→ **EXERCISE INSTRUCTIONS**
Only the lines from the one containing "does this include?_" to the end of the data are wanted; print them exactly as they appear.

Collected data

- - - -

PR #2071, opened 2022-06-21
Updating AutoScale Feature to Sync Azure Table.

nharper285:

_What is this about?_
Currently, AutoScale table entries are not synced with the current state of the VMSS for a OneFuzz instance. This includes config updates and deletes. This PR addresses this. 

## PR Checklist
* [ ] Tests added/passed

## Info on Pull Request

_What does this include?_

## Validation Steps Performed

### DIFF
--- a/src/api-service/__app__/onefuzzlib/azure/auto_scale.py
+++ b/src/api-service/__app__/onefuzzlib/azure/auto_scale.py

- - - -

→ **RESPONSE TO THE TASK**
_What does this include?_

## Validation Steps Performed

### DIFF
--- a/src/api-service/__app__/onefuzzlib/azure/auto_scale.py
+++ b/src/api-service/__app__/onefuzzlib/azure/auto_scale.py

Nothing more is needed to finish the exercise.